• **Task prompt**
Read through the records. Copy each line that has the word "neethajohn".
Record extracts section start
PR #5914, opened 2022-07-01
Skip TSA, TSB error check in no_neighbor test

tjchadaga:
### Description of PR

Summary:
Currently, TSA & TSB script throw an error - "System Mode: No external BGP neighbors" if there are no neighbors configured.  test_TSA_B_C_with_no_neighbors executes TSA and TSB command with no BGP neighbors configured on the device and looks for this error messsage.

With the TSA persistence changes in https://github.com/Azure/sonic-buildimage/pull/11257/files, TSA/B state is now stored in configDB when the commands are executed. As such, there is no need to throw an error if there are no BGP neighbors currently, since the state will get applied if the neighbors are added later. 

This PR is to change test_TSA_B_C_with_no_neighbors to only check TSC to ensure 'no neighbor' state.
Also changed the sample config used by bgp/test_bgp_bounce.j2 to avoid conflict with TSA/B route-maps

### Type of change

- [ ] Bug fix

### Back port request
- [ ] 201911
- [ ] 202012

Change in TSA/B command behavior introduced by https://github.com/Azure/sonic-buildimage/pull/11257/files

#### How did you do it?
Changed test to skip error log check when there are no BGP neighbors configured
Also changed the sample config used by bgp/test_bgp_bounce.j2 to avoid conflict with TSA/B route-maps

Manual execution of test_TSA_B_C_with_no_neighbors

### DIFF
--- a/tests/bgp/templates/bgp_no_export.j2
+++ b/tests/bgp/templates/bgp_no_export.j2
@@ -20,7 +20,7 @@ enable password zebra
 ! bgp multiple-instance
 !
 {% if 'LeafRouter' in DEVICE_METADATA['localhost']['type'] %}
-route-map TO_TIER0_V4 permit 30
+route-map TO_TIER0_V4 permit 40
  set community no-export additive
 !
 {% endif %}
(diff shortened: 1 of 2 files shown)


judyjoseph (approved):
LGTM

PR #8408, opened 2023-05-24
fix dual tor issue of test_bgp_dual_asn.py

jcaiMR:
### Description of PR
Fix test failure of test_bgp_dual_asn.py on dual-tor environment.

Summary:
Fix test failure of test_bgp_dual_asn.py on dual-tor environment.
Need apply toggle all to selected DUT, since we are testing bgp speaker's behavior, which setup interface with vlan member interface.
Also extend the waiting time after config restall.

### Type of change

- [x] Bug fix

### Back port request
- [ ] 201911
- [ ] 202012
- [x] 202205

Fix script issue

#### How did you do it?
Add toggle all logic in script.

run test case on dual-tor env.

### DIFF
--- a/tests/bgp/test_bgp_dual_asn.py
+++ b/tests/bgp/test_bgp_dual_asn.py
@@ -20,6 +20,7 @@ from tests.generic_config_updater.gu_utils import (
     delete_checkpoint,
     rollback_or_reload,
 )
+from tests.common.dualtor.mux_simulator_control import toggle_all_simulator_ports_to_rand_selected_tor_m    # noqa F401
 
 
 pytestmark = [pytest.mark.topology("t0")]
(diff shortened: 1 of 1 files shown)


XuChen-MSFT (approved):

XuChen-MSFT (approved):

tests/bgp/test_bgp_dual_asn.py
```diff
@@ -252,14 +256,17 @@ def dual_asn_setup(
...
+            ptfhost.shell(
+                "ip route add %s/%d via %s"
+                % (self.lo["addr"], self.lo["prefixlen"], vlan_addr)
+            )
+            ptfhost.shell(
+                "ip -6 route add %s/%d via %s"
+                % (self.lo6["addr"], self.lo6["prefixlen"], vlan_addr6)
+            )
+        except Exception:
+            logger.info("route may already exists, ignore error !")
```
StormLiangMS, line 269: @jcaiMR  should we try to check the existence of the route?

jcaiMR: My thinking no need, here ip route add command only return error when route already exists, because nexthop (via vlan addr) always there (we get from interface).

StormLiangMS (approved):
LGTM

PR #8415, opened 2023-05-24
[Snappi] Skip warm and fast reboot RDMA test cases for Cisco devices

developfast:
### Description of PR

Summary: Cisco devices do not support warm or fast reboot operations. If such an operation is performed, it leaves the switch in a bad state, resulting in failures. This change skips all cases with warm and fast reboots for cisco devices.
Fixes # (issue)

### Type of change

- [x] Bug fix

### Back port request
- [ ] 201911
- [x] 202012
- [x] 202205

Lots of failures related to ARP were seen with warm and fast reboot RDMA cases in cisco switches. Cisco switches currently do not support warm and fast reboots, so these failures are expected. Hence, these test cases will be skipped if it is a cisco switch, 

#### How did you do it?
Check device's asic type and skip the appropriate cases. 

Test cases are skipped on lab switch. 

Cisco-8000

### DIFF
--- a/tests/snappi/files/helper.py
+++ b/tests/snappi/files/helper.py
@@ -5,7 +5,7 @@ from tests.common.cisco_data import is_cisco_device
 
 def skip_warm_reboot(duthost, reboot_type):
     """
-    Skip warm reboot tests for TD2 asics
+    Skip warm/fast reboot tests for TD2 asics and Cisco devices
 
     Args:
         duthost (pytest fixture): device under test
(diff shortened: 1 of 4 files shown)


tests/snappi/files/helper.py
```diff
@@ -17,3 +18,18 @@ def skip_warm_reboot(duthost, reboot_type):
     asic_type = duthost.get_asic_name()
     pytest_require(not (is_broadcom_device(duthost) and asic_type in SKIP_LIST and "warm" in reboot_type),
                    "Warm reboot is not supported on {}".format(asic_type))
+
+
+def skip_warm_and_fast_reboot_on_cisco_devices(duthost, reboot_type):
```
neethajohn, line 23: make this generic by including the contents of 'skip_warm_reboot' as well

neethajohn (approved):

PR #8420, opened 2023-05-25
Avoid using http proxy during announce-routes

wangxin:
### Description of PR

Summary:
Fixes # (issue)

### Type of change

- [ ] Bug fix

### Back port request
- [ ] 201911
- [x] 202012
- [x] 202205

The announce-routes step is to populate the exabgp processes running in PTF container with predefined routes by sending HTTP POST request from sonic-mgmt container to PTF container. The python requests tool is used for sending HTTP requests. In case http_proxy or https_proxy environment variables are set, the requests tool will use the proxy to send the request. However, the proxy is not needed in this case because usually sonic-mgmt container has direct access to PTF container.

#### How did you do it?
This change disables the proxy by explicitly setting proxies to None while calling the `requests.post` method.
Record extracts section end
• **Finished task**
neethajohn, line 23: make this generic by including the contents of 'skip_warm_reboot' as well
neethajohn (approved):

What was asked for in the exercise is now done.